How are Optional Slices Optimized?

amesaine · September 15, 2024, 1:45pm

optional type optimization

opened 03:25AM - 02 Feb 16 UTC

optimization proposal accepted

Track which values are used when data sizes are bigger than necessary and use th…ose states for maybe types. For example, `?bool` could use value `2` of the bool as the null value, and `??bool` can use value `3` for the null value, and so on. If we have spaces in structs for alignment purposes, that space could be used for the null value, or if any of the fields have null space available, such as a struct with a bool field in it somewhere.

I know that @sizeOf(*T) == @sizeOf(?*T) (although I don’t understand why). With slices, there’s no padding since ptr and len are both usize right? Where would the nullabity be stored instead?

comptime {
    assert(@sizeOf(Node) == 16); // ReleaseFast/Safe
}
const Foo = struct {
    slice: ?[]const u8,
};

tensorush · September 15, 2024, 1:50pm

Langref to the rescue: null value is guaranteed to be address 0.

amesaine · September 15, 2024, 1:55pm

Ah… How does that apply to slices though?

mnemnion · September 15, 2024, 2:12pm

.ptr is a pointer, so a value of 0 is null.

dimdin · September 15, 2024, 2:15pm

Slices are also optimized.

const std = @import("std");

test {
    const T = []const u8;
    try std.testing.expectEqual(@sizeOf(T), @sizeOf(?T));
}

amesaine · September 15, 2024, 4:21pm

I understand now, thank you. Slices can just check .ptr for 0. If .ptr is null, then the slice itself is null. Thinking of slices like normal structs tripped me up.

mnemnion · September 15, 2024, 5:20pm

They are and they aren’t. The usual term for this kind of thing is a “fat pointer”, there are a few kinds of those but a slice is definitely one.

But also, a slice is basically this:

fn Slice(T: type) type {
    return struct {
       .ptr: *T,
       .len: usize,
    };
}

fn MaybeSlice(T: type) type {
    return struct {
        .ptr: ?*T,
        .len: usize,
    };
}

With some essential syntax sugar to make it easy to use.

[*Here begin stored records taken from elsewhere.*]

PR #1990, opened 2020-01-09
(MODULES-10391) ssl_protocol includes SSLv2 and SSLv3 on all platforms

legooolas:
(Reported as MODULES-10391)

The default for the `apache::mod::ssl_protocol` parameter was changed to allow SSLv2 and SSLv3 on all platforms, which isn't desirable on anything with an older version of OpenSSL.  Noticed on CentOS 7 hosts after upgrading this module, without changing any parameters.

Hence this PR is to move the default setting to the params class and only set it for RHEL 8, which appears to be in the intention of the prior change in FM-8721 (PR #1691 

This then fixes this regression on other platforms.

### DIFF
--- a/manifests/params.pp
+++ b/manifests/params.pp
@@ -791,4 +791,10 @@ class apache::params inherits ::apache::version {
   } else {
     $verify_command = '/usr/sbin/apachectl -t'
   }
+
+  if ($::operatingsystem == 'RedHat' and ($facts['operatingsystemmajrelease'] == '8') ) {
+    $ssl_protocol = ['all'] # Implementations of the SSLv2 and SSLv3 protocol versions have been removed from OpenSSL (and hence mod_ssl) because these are no longer considered secure. For additional documentation https://access.redhat.com/documentation/en-us/red_hat_enterprise_linux/8/html/deploying_different_types_of_servers/setting-apache-web-server_deploying-different-types-of-servers
+  } else {
+    $ssl_protocol = [ 'all', '-SSLv2', '-SSLv3' ]
+  }
 }
--- a/manifests/params.pp
+++ b/manifests/params.pp
@@ -792,7 +792,7 @@ class apache::params inherits ::apache::version {
     $verify_command = '/usr/sbin/apachectl -t'
   }
 
-  if ($::operatingsystem == 'RedHat' and ($facts['operatingsystemmajrelease'] == '8') ) {
+  if ($::osfamily == 'RedHat' and ($facts['operatingsystemmajrelease'] >= '8') ) {
     $ssl_protocol = ['all'] # Implementations of the SSLv2 and SSLv3 protocol versions have been removed from OpenSSL (and hence mod_ssl) because these are no longer considered secure. For additional documentation https://access.redhat.com/documentation/en-us/red_hat_enterprise_linux/8/html/deploying_different_types_of_servers/setting-apache-web-server_deploying-different-types-of-servers
   } else {
     $ssl_protocol = [ 'all', '-SSLv2', '-SSLv3' ]
--- a/manifests/params.pp
+++ b/manifests/params.pp
@@ -792,7 +792,7 @@ class apache::params inherits ::apache::version {
     $verify_command = '/usr/sbin/apachectl -t'
   }
 
-  if ($facts['os']['family'] == 'RedHat' and ($facts['os']['release']['major'] >= '8') ) {
+  if $::osfamily == 'RedHat' and versioncmp($::operatingsystemrelease, '8.0') >= 0 {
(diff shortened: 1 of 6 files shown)


manifests/params.pp
```diff
@@ -791,4 +791,10 @@
   } else {
     $verify_command = '/usr/sbin/apachectl -t'
   }
+
+  if ($::operatingsystem == 'RedHat' and ($facts['operatingsystemmajrelease'] == '8') ) {
```
ekohl: Probably better to check the os family and if it's `>= 8`. That way you also apply it to CentOS and future versions.

legooolas: Good plan!  Updated to resolve this  :)

TwizzyDizzy:
Thanks for reporting this... I just discovered this [commit](
https://github.com/puppetlabs/puppetlabs-apache/commit/2926250d8c8e706436d0895b7db68a8e9cba8e0f) and am baffled that this kind of change could ever pass review with this kind of inconspicuous commit message. Also this should never have been committed as combined commit but as seperate commits to keep things atomic.

This also raises questions about quality control on side and I would indeed appreciate a statement how those kind of dangerous changes can be avoided in the future.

Currently Zig special-cases what Rust calls “niche optimization” for pointers only, but there are plans afoot to expand this. For instance, right now, a ?u21 has @sizeOf 8, but clearly it could be 4, because there are unused bits in the backing u32.

Another one would generalize what the MaybeSlice does, and say that, if you have a struct type with an unused niche in its value, you can use that field for an optional. So for something like this:

const SomeStruct = struct {
    fee: u64,
    fie: u32,
    foe: u21,
};

Since there’s room in the u21 for bits which aren’t legal for the type, those could be used to tag a ?SomeStruct null type. Making the special niche value std.math.maxInt(u32) would make testing for it as fast, or nearly so, as testing for 0.

Since it doesn’t affect the correctness of programs, there’s no special hurry to add things like this. But it would make a meaningful difference in data size, particularly when arrays of structs start to enter the picture, so it will be nice to have when we do.

amesaine · September 16, 2024, 6:46pm

Could it be guaranteed that if a type has padding, it will be optimized? Or is that to be determined?

mnemnion · September 16, 2024, 7:01pm

That’s a slightly stronger rule, which might have performance consequences. Padding can be any value, which means that initialization, copying, and so on, can ignore pad bytes completely. If a pad byte were used for a niche optimization, then there would be one value of that byte which is load-bearing, and any operation on that struct would have to set the byte to ensure that it didn’t take that value.

By contrast, if a field has an illegal value, like a *T can never be 0, then the type system is already taking care to ensure that said field doesn’t have that value. So using it to tag the struct as optional has no consequences on not-optional structs of that type: the niche value is only checked for when unwrapping an optional, which is where it pays off.

My best guess is that using a pad byte would actually be zero-cost in practice, because initialization and copying are efficiently done by moving word-sized pieces of the struct with each instruction, so it would just come along for the ride. But that’s a less obvious conclusion than using illegal values for niche optimization, because it does constrain the compiler’s options when generating code, and that could have performance implications, but neither of these is true for using an illegal value as the null niche.

amesaine · September 16, 2024, 7:09pm

I understood that completely, thank you!